(Saved data entries)
•••

Issue #329, opened 2015-01-29
Fails to retain focus due to invalid range comparisons when in ShadowDOM


bigdave:
While trying to get Scribe to work within a Polymer-based application, we ran into a problem. The proof-of-concept polymer element for Scribe keeps the editor in the light DOM, which is fine for that example, but when using the editor within a Polymer component's Shadow DOM, the editor fails to keep focus, and throws exceptions.  It appears that it is attempting to compare ranges, assuming that the editor is present in `window.document`, when in fact is resides in the Shadow DOM document of the Polymer element.

This results in the error `Uncaught WrongDocumentError: Failed to execute 'compareBoundaryPoints' on 'Range': The source range is in a different document than this range. selection.js:52`.

I have setup a [proof of concept](http://bigdave.github.io/scribe-editor-element/) for this error, which must be viewed in a browser which actually has a Web Components Shadow DOM implementation such as Chrome, Opera, or Vivaldi. The behavior will not appear in FireFox (unless you're using a fancy nightly with the toggle turned on).

bigdave:
If you're looking at scribe.js as opposed to selection.js, the error is occurring on line 3844

hmgibson23:
Not sure but this could be mitigated by using ```ownerDocument``` to get the selection. However, when doing this we ran into some issues in FF.

shaunnetherby:
This issue is affecting me as well.  `ownerDocument` seems to be the same as `window.document`.  In Chrome, if you grab the shadowRoot of the target element (`el`) and call getSelection on that root, the selection object has the correct nodes (which means it is in the correct document fragment).  However when `getRangeAt` is called the range object has a common ancestor in the `window.document` instead of the shadowRoot.  This results in the compareBoundaryPoints method throwing an error because `this.range` is in the `window.document` and `scribeNodeRange` is in the shadowRoot document.

      var selectionStartWithinScribeElementStart = this.range.compareBoundaryPoints(Range.START_TO_START, scribeNodeRange) >= 0;

xRapidDavex:
I'm having this same problem. Can we get an ETA on a fix?

hmgibson23:
Is an issue with Polymer?

miztroh:
Perhaps it's related to this Chrome bug: https://code.google.com/p/chromium/issues/detail?id=380690

hmgibson23:
It might be. If it's an issue with Polymer only, it's highly unlikely we'll provide a fix for this.

[...]

PR #338, opened 2015-02-12
Fix/329 chrome shadow dom errors

shaunnetherby:
This is to fix issue #329. Scribe does not work in shadow DOM because it grabs the selection from the document rather then the parent document fragment (shadow root in this case).  I updated Selection to grab the appropriate document fragment to use to get the selection.

There is also 2x chrome bugs encountered when scribing in shadow root.  The first causes the selection.getRangeAt() method to return an incorrect range.  I checked Chrome Canary and found that the getRangeAt() issue is fixed in that version but I applied the workaround so scribe can be used for now (https://code.google.com/p/chromium/issues/detail?id=380690).

The second bug is not fixed in Canary and it causes selection.isCollapsed to be incorrect.  I found a workaround by calling range.collapsed (https://code.google.com/p/chromium/issues/detail?id=447523)

I tried to create some tests for these cases but was having trouble.  I think the scribe-test-harness will have to be modified to support testing scribe in a shadow root, and I'm not just not sure how to appropriately do that.  All of the current tests did pass in FF/Chrome.

### DIFF
--- a/src/api/selection.js
+++ b/src/api/selection.js
@@ -14,12 +14,12 @@ function (elementHelper) {
 
       // find the parent document or document fragment
       var currentElement = scribe.el.parentNode;
-      while(currentElement && currentElement.nodeType !== 11 && currentElement.nodeType !== 9) { // 11 = DOCUMENT_FRAGMENT_NODE, 9 = DOCUMENT
+      while(currentElement && currentElement.nodeType !== Node.DOCUMENT_FRAGMENT_NODE && currentElement.nodeType !== Node.DOCUMENT_NODE) {
         currentElement = currentElement.parentNode;
       }
 
       // if we found a document fragment and it has a getSelection method, set it to the root doc
-      if (currentElement.nodeType === 11 && currentElement.getSelection) {
+      if (currentElement.nodeType === Node.DOCUMENT_FRAGMENT_NODE && currentElement.getSelection) {
         rootDoc = currentElement;
       }
 
--- a/src/api/selection.js
+++ b/src/api/selection.js
@@ -10,10 +10,26 @@ function (elementHelper) {
      * Wrapper for object holding currently selected text.
      */
     function Selection() {
-      this.selection = window.getSelection();
+      var rootDoc = document;
 
+      // find the parent document or document fragment
+      var currentElement = scribe.el.parentNode;
+      while(currentElement && currentElement.nodeType !== 11 && currentElement.nodeType !== 9) { // 11 = DOCUMENT_FRAGMENT_NODE, 9 = DOCUMENT
+        currentElement = currentElement.parentNode;
+      }
+
+      // if we found a document fragment and it has a getSelection method, set it to the root doc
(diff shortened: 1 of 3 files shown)


rrees:
@shaunnetherby As long as the tests pass I'd be happy to merge this, could you add the issues you're working around to BROWSERINCONSISTENCIES.md as well so we remember to review them later.

rrees:
Second opinion @cutandpastey ?

cutandpastey:
Looks good. Tests pass in both Chrome and FF here. I don't have a lot of experience with shadow DOM so maybe @theefer should cast a glance. :+1: from me tho.

src/api/selection.js
```diff
@@ -10,10 +10,26 @@ function (elementHelper) {
      * Wrapper for object holding currently selected text.
      */
     function Selection() {
-      this.selection = window.getSelection();
+      var rootDoc = document;
 
+      // find the parent document or document fragment
+      var currentElement = scribe.el.parentNode;
+      while(currentElement && currentElement.nodeType !== 11 && currentElement.nodeType !== 9) { // 11 = DOCUMENT_FRAGMENT_NODE, 9 = DOCUMENT
```
theefer: Please use constants on `Node` rather than ids that then need to be explicited by comments.

For example `Node.DOCUMENT_FRAGMENT_NODE` is `11`, etc.

theefer:
The code seems sane but I don't really have enough context from working on Scribe recently to know what this is really doing, so would be good to confirm with someone QA'ing it and also even some tests if possible?

@shaunnetherby Are you building a Scribe Web Component? Is it available to see anywhere? Would be really interested to see how well it works and the kind of HTML interface it exposes!

cutandpastey:
I think there are a few people doing this? https://github.com/guardian/scribe/issues/329

shaunnetherby:
@theefer Good catch on using the Node constants, I updated the codes accordingly.  I think tests would be great but I'm not sure how to introduce shadow dom testing into the current test framework.  I played around with it a bit but I think I would need to do some serious tweaking in the scribe-test-harness helpers.js file, and I'm a little hesitant to play with that file since it affects so many of the tests.  Ideally there would be a way that this could be tweaked such that all of the tests could be run against a light dom scribe.el and a shadow dom scribe.el to root out any other shadow inconsistencies.

@rrees I updated the BROWSERINCONSISTENCIES.md in a way that I think makes sense, so take a look at that.

I'll try to post a link here by this afternoon so you can check out how I'm using scribe (need to get some stuff in order first).

shaunnetherby:
I added a missing null check for currentElement (was causing issues in some of my tests).

@theefer Here is a link to the component I am working on, should be able to start making more progress now that scribe is behaving :).
http://infusionsoft.github.io/inf-rich-text-editor/bower_components/inf-rich-text-editor/demo.html

rrees:
@shaunnetherby Awesome work I (or someone else) will merge and release as soon as we can. Good luck with the Web Component!

rrees:
@shaunnetherby Scribe 1.2.7

PR #150, opened 2018-03-05
Omit role features if there are no roles

rahul1980:


rahul1980:
Submitting this PR now. Will take a look at the exporter and runtime next.

PR #153, opened 2018-03-05
Skip calling RoleGraph::Compute() if there are no role features

rahul1980:


sling/nlp/parser/parser.cc
```diff
@@ -525,7 +525,7 @@ void ParserInstance::ExtractFeaturesFF(int step) {
   }
 
   // Extract role features.
-  if (parser_->frame_limit_ > 0) {
+  if ((parser_->frame_limit_ > 0) && (parser_->roles_.size() > 0)) {
```
ringgaard: There is no need for the extra parentheses, so you can change this to:

if (parser_->frame_limit_ > 0 && !parser_->roles_.empty())

PR #154, opened 2018-03-06
Wikipedia parsing

ringgaard:
Components for parsing Wikipedia articles in Wiki markup format and extract the plain text from the articles. This will also resolve all redirects and convert all ids to Wikidata ids. This also outputs the name statistics based on titles, redirects and disambiguations.


sling/nlp/wiki/wikipedia-documents.cc
```diff
@@ -0,0 +1,565 @@
...
+                mention.AddLink(n_phrase_evokes_, link);
+                article.Add(n_document_mention_, mention.Create());
+              }
+              num_anchors_->Increment();
+            }
+          }
+          break;
+        }
+
+        default: ;
```
rahul1980: default: break;

sling/nlp/wiki/wikipedia-map.cc
```diff
@@ -0,0 +1,167 @@
...
+  // Initialize page type mapping.
+  typemap_[store_.Lookup("/w/item/kind/article")] = ARTICLE;
+  typemap_[store_.Lookup("/w/item/kind/disambiguation")] = DISAMBIGUATION;
+  typemap_[store_.Lookup("/w/item/kind/category")] = CATEGORY;
+  typemap_[store_.Lookup("/w/item/kind/list")] = LIST;
+  typemap_[store_.Lookup("/w/item/kind/template")] = TEMPLATE;
+  typemap_[store_.Lookup("/w/item/kind/infobox")] = INFOBOX;
+
+  // Allow duplicate symbols.
+  options_.symbol_rebinding = true;
```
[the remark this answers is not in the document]
ringgaard: I forgot why I added this :( I have added a TODO comment for myself to investigate is this is really needed, and if so, document why this is the case.

sling/nlp/wiki/wikipedia-documents.cc
ringgaard: Fixed.

PR #156, opened 2018-03-19
Name and phrase tables

ringgaard:
Build name and phrase tables for knowledge base. These are store in repository files using pointer-free structures that can be loaded directly into memory.

The profile alias reducer selects aliases for entities using an algorithm that is similar to wikifuse.

The name stable contains the names in a sorted list to allow looking up names based in name prefix. This is used for the incremental search in the knowledge browser.

The phrase table stores the names in a hash tables as fingerprints, and is useful for looking up phrases in a tokenized document.


sling/nlp/wiki/name-table.cc
```diff
@@ -0,0 +1,101 @@
...
+  std::vector<std::pair<uint32, const EntityItem *>> matching_entities;
+  for (auto it : entities) {
+    matching_entities.emplace_back(it.second, it.first);
+  }
+  std::sort(matching_entities.rbegin(), matching_entities.rend());
+
+  // Copy matching entity ids to output.
+  matches->clear();
+  for (const auto &item : matching_entities) {
+    if (matches->size() >= limit) break;
```
rahul1980: we don't need this check since matching_entities.size() <= limit  (enforced on line 64)

ringgaard: Good point. Fixed.

sling/file/repository.cc
```diff
@@ -0,0 +1,296 @@
...
+char *Repository::GetMutableBlock(const string &name) {
+  for (Block &block : blocks_) {
+    if (block.name == name) return block.data;
+  }
+  return nullptr;
+}
+
+size_t Repository::GetBlockSize(const string &name) const {
+  for (const Block &block : blocks_) {
+    if (block.name == name) return block.size;
```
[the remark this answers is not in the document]
ringgaard: Yes, this way you can also use this method on blocks backed by a file.

PR #164, opened 2018-04-11
Python API for task system

ringgaard:
Python interface to the SLING task system.  This extends the pysling module with methods for accessing the task system and the task dashboard. This interface is used for making a workflow abstraction in Python to define a set of tasks to be run and connecting these together.  The PR also contains methods for setting up the tasks for extracting data from Wikipedia and Wikidata. The run.py program is a command line interface to the task system which allows you to run the wiki tasks from the command line.

This PR also add a Python interface to the phrase table code.


python/task/workflow.py
```diff
@@ -0,0 +1,703 @@
...
+        r = self.resource_map.get(key)
+        if r == None:
+          r = Resource(filenames[shard], Shard(shard, n), format)
+          self.resource_map[key] = r
+          self.resources.append(r)
+          resources.append(r)
+      return resources
+
+  def channel(self, producer, name="output", shards=None, format=None):
+    """Adds one or more channels to wrofklow. The channel(s) are connected as
```
rahul1980: typo: workflow

python/task/workflow.py
```diff
@@ -0,0 +1,703 @@
...
+        writer = self.task(tasktype, name=name, shard=Shard(shard, fanout))
+      writer.attach_output("output", output[shard])
+      writer_tasks.append(writer)
+
+    # Connect producer(s) to writer task(s).
+    if isinstance(input, list) and len(input) == 1: input = input[0]
+    if fanout == 1: writer_tasks = writer_tasks[0]
+    self.connect(input, writer_tasks)
+
+    return output
```
rahul1980: did you intend to return writer_tasks here? 'output' is already an input of this method.

python/task/workflow.py
```diff
@@ -0,0 +1,703 @@
...
+        channels.append(self.read(arg))
+      elif isinstance(arg, list):
+        for elem in arg:
+          if isinstance(elem, Channel):
+            channels.append(elem)
+          elif isinstance(elem, Resource):
+            channels.append(self.read(elem))
+          else:
+            raise Exception("illegal element")
+        pass
```
rahul1980: this can be removed

python/task/workflow.py
```diff
@@ -0,0 +1,703 @@
...
+      self.connect(pipes, sorters)
+
+    # Return output channel from sorters.
+    outputs = self.channel(sorters, format=format_of(input))
+    return outputs
+
+  def reduce(self, input, output, type=None, params=None, name=None):
+    """Reduce input and write reduced output."""
+    if type == None:
+      # No reducer (i.e. i.e. identity reducer), just write input.
```
rahul1980: typo: duplicate "i.e."

python/task/workflow.py
```diff
@@ -0,0 +1,703 @@
...
+
+    # Shuffling of map output.
+    shuffle = self.shuffle(mapping, shards=shards)
+
+    # Reduction of shuffled map output.
+    self.reduce(shuffle, output, reducer, params=params)
+    return output
+
+  def start(self):
+    """Start workflow. The workflow with be run in the background, and the
```
rahul1980: typo: with -> will

python/task/workflow.py
```diff
@@ -0,0 +1,703 @@
...
+    if self.job == None: return True
+    if timeout != None:
+      return self.job.wait_for(timeout)
+    else:
+      self.job.wait()
+      return True
+
+  def done(self):
+    """Check if workflow is done."""
+    if self.job == None: return Trye
```
rahul1980: Trye -> True

python/task/workflow.py
```diff
@@ -0,0 +1,703 @@
...
+def start_monitor(port):
+  """Start task monitor."""
+  api.start_task_monitor(port)
+
+def stop_monitor():
+  """Stop task monitor."""
+  global active
+  if active:
+    log.info("sending final status to monitor")
+    api.finalize_dashboard();
```
rahul1980: should we also set active = False here?
Also, there is a trailing semi-colon here.

sling/pyapi/pytask.cc
```diff
@@ -0,0 +1,316 @@
...
+  for (int i = 0; i < PyList_Size(resources); ++i) {
+    PyObject *pyresource = PyList_GetItem(resources, i);
+    PyObject *pyformat = PyAttr(pyresource, "format");
+    PyObject *pyshard = PyAttr(pyresource, "shard");
+
+    const char *name = PyStrAttr(pyresource, "name");
+    Format format = PyGetFormat(pyformat);
+    Shard shard = PyGetShard(pyshard);
+
+
```
rahul1980: extra empty line

python/task/corpora.py
```diff
@@ -0,0 +1,114 @@
...
+             default="en",
+             metavar="LANG")
+
+flags.define("--languages",
+             help="list of languages to process",
+             metavar="LANG,...")
+
+flags.define("--wikidata",
+             help="wikidata version",
+             #default="20161031",
```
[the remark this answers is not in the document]
ringgaard: I included the old version to make it easy to go back to older versions to test for regressions, but I have removed the 20161031 version now that the 2018 version has been tested.

python/task/corpora.py
```diff
@@ -0,0 +1,114 @@
...
+    arg.languages = arg.language
+  if arg.languages == "ALL":
+    arg.languages = "en,da,sv,no,de,fr,es,it,nl,pt,pl,fi"
+  arg.languages = arg.languages.split(",")
+
+flags.hook(post_process_flags)
+
+def wikidata_url():
+  """URL for downloading Wikidata dump."""
+  return "https://dumps.wikimedia.org/wikidatawiki/entities/" + \
```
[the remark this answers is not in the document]
ringgaard: I think you can probably set the "wiki date" to be latest, but I will not encourage using the latest versions since this makes version tracking faster. The idea is that we update the wikipedia and wikidata version flags to the current version when we have tested that this version works.

python/task/workflow.py
```diff
@@ -0,0 +1,703 @@
...
+  def __repr__(self):
+    s = "Resource(" + self.name
+    if self.shard != None: s += str(self.shard)
+    if self.format != None: s += " as " + str(self.format)
+    s += ")"
+    return s
+
+
+class Binding:
+  """A binding binds a resouce to a task input or output."""
```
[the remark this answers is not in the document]
ringgaard: Fixed

python/task/workflow.py
```diff
@@ -0,0 +1,703 @@
...
+
+  def __repr__(self):
+    s = str(self.task)
+    s += "." + self.name
+    if self.shard != None: s += str(self.shard)
+    return s
+
+
+class Channel:
+  """A channel is used for seding messages from a producer task to a consumer
```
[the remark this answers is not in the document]
ringgaard: Fixed

python/task/workflow.py
```diff
@@ -0,0 +1,703 @@
...
+        self.add_param(name, value)
+
+  def __repr__(self):
+    s = self.name
+    if self.shard != None: s += str(self.shard)
+    return s
+
+
+class Scope:
+  """A score is used for defined a name space for task names. It implements
```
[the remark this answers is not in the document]
ringgaard: Fixed

python/task/workflow.py
ringgaard: Fixed

python/task/workflow.py
ringgaard: I think this is what I intended. I agree that returning one of the input arguments is not really providing any new information to the caller, but I think it is more convenient for the caller to get the list of output resource rather than the list of writer tasks, although this remains to be seen since we are not really using this anywhere.

python/task/workflow.py
ringgaard: Done

python/task/workflow.py
ringgaard: Fixed. However, the comment is slightly misleading since we don't actually use an identity reducer in this case. The task system is more flexible that a standard mapreduce, where you are forced to provide both a mapper and a reducer.

python/task/workflow.py
ringgaard: Fixed

python/task/workflow.py
ringgaard: Fixed

python/task/workflow.py
ringgaard: The global active flag just tracks if the workflow system has been activated, not whether it is still active. I added this so that python/run.py --help does not try to stop the monitor and write a workflow log.

Semi-colon removed.

sling/pyapi/pytask.cc
ringgaard: Fixed.

PR #174, opened 2018-05-03
Lexical encoder

ringgaard:
The lexical encoder component is a neural network component for encoding sentences in a document. It is a neural network component that has a feature extractor for extracting features from sentences. These features are mapped though embeddings. The word embeddings can be initialized from pre-trained embeddings. On top of the feature encoder is has a bi-directional LSTM which outputs the hidden activations for each token. The lexical encoder can be used at both training and decoding time.


sling/nlp/document/lexical-encoder.cc
```diff
@@ -0,0 +1,398 @@
...
+
+  // Extract lexical features from document.
+  DocumentFeatures features(&lex_.lexicon_);
+  features.Extract(document, begin, end);
+
+  // Compute feature vector for all tokens in range.
+  int length = end - begin;
+  fv_.resize(length);
+  for (int i = 0; i < length; ++i) {
+    auto *e = new LexicalFeatureExtractor(lex_);
```
rahul1980: This repeated allocation of LexicalFeatureExtractors is only for gradient propagation, right? IIRC, for inference, in theory we can reuse a single LexicalFeatureExtractor as long as we zero-out stale feature ids.

sling/nlp/document/features.cc
```diff
@@ -21,14 +21,16 @@
...
+  int length = end - begin;
+  features_.resize(length);
   bool extract_prefixes = lexicon_->prefixes().size() != 0;
   bool extract_suffixes = lexicon_->suffixes().size() != 0;
   int oov = lexicon_->oov();
   bool in_quote = false;
-  for (int i = 0; i < document.num_tokens(); ++i) {
-    string word = document.token(i).text();
+  for (int i = 0; i < length; ++i) {
+    string word = document.token(begin + i).text();
```
rahul1980: As per our discussion, let's go with the following policy. This is best implemented inside the Lexicon class.

LEXICON BUILDING
-----------------------------
Given a word w,
1. w = NormalizeDigits(w) (if normalize_digits = true). No need for lowercasing.
2. Add (w, count=1) to the word vocab.
3. Compute prefixes and suffixes of w. Note w is the normalized version of the original word.
4. Save these affixes to the corresponding affix tables.
5. Optionally compute the other shape features of w and save them in the lexicon, so we don't have to compute them again and again at runtime.

RUNTIME
--------------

•••

**TO DO:**
Note how many lines of the entries contain the string "suffixes", then give that number by itself.

**RESULT:**
2